Ein paar der Jungen machen Knutsch-Geräusche und Ferguson dreht sich um. »Im Bus wird nicht rumgemacht!«, brüllt er und ich setze mich gerade hin. Doch Ben hält immer noch meine Hand. Genau wie er immer noch an Tori festhält.
Eine Überraschung: Nicht nur Mum, sondern auch Dad wartet auf mich, als der Bus wieder an der Schule ankommt. Ich winke Ben und den anderen zum Abschied und gehe zum Auto, schmutzig, erschöpft und mit verbundenem Knie. Alles an meinem Körper tut so weh, dass es mich größte Mühe kostet, einen Fuß vor den anderen zu setzen.

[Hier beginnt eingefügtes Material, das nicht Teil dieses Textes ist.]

PR #136, opened 2021-10-25
Vimeo Video component

damontgomery:
Basic Vimeo video component that fits the available space.

Uses the same structure as Youtube Video.

If we want to use `aspect-ratio` the CSS can be

```css
iframe {
  @apply block w-full;

  aspect-ratio: 16/9;
}
```

We used this on an internal project and seems to work OK.

<a href="https://gitpod.io/#https://github.com/phase2/outline/pull/136"></a>

### DIFF
--- a/src/components/base/outline-video-vimeo/outline-video-vimeo.stories.ts
+++ b/src/components/base/outline-video-vimeo/outline-video-vimeo.stories.ts
@@ -1,0 +1,52 @@
+import { html, TemplateResult } from 'lit';
+import './outline-video-vimeo';
+import { ifDefined } from 'lit/directives/if-defined.js';
+
+const configuration = {
+  title: 'Content/Vimeo Video',
+  component: 'outline-video-vimeo',
+  argTypes: {
+    videoID: {
+      name: 'video-id',
+      description: 'Vimeo video id',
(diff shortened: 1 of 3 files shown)


src/components/base/outline-video-vimeo/outline-video-vimeo.stories.ts
```diff
@@ -0,0 +1,52 @@
...
+    },
+  },
+};
+
+export default configuration;
+
+const Template = (args = configuration.args): TemplateResult => {
+  args = {
+    ...configuration.args,
+    ...args,
```
danmuzyka, line 43: What other remaining args might we have here beyond what was in `configuration.args`? It doesn't look as though the component is built to accept any other args.

damontgomery: @danmuzyka. Good question. :)

This general pattern is described in https://github.com/phase2/outline/discussions/109. It's what I was able to settle on to use stories in stories to avoid copy & paste and refactor challenges.

Happy to discuss more either on a call or in that thread if it's helpful.

himerus (approved):

danmuzyka (approved):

Mum springt aus dem Wagen. »Was, um Himmels willen, ist mit dir passiert?«
»Mir geht’s gut. Schau!« Ich zeige ihr mein Levo: 6,6. Selbst nach dem aufwühlenden Gespräch im Bus hält mich der Endorphinschub vom Laufen offenbar noch bei Laune.
»Aber wie du aussiehst!« Mum marschiert aufgebracht zu Ferguson hinüber.
Dad steigt ebenfalls aus dem Auto und mustert mich von oben bis unten. »Dann hattest du also Spaß?« Er grinst.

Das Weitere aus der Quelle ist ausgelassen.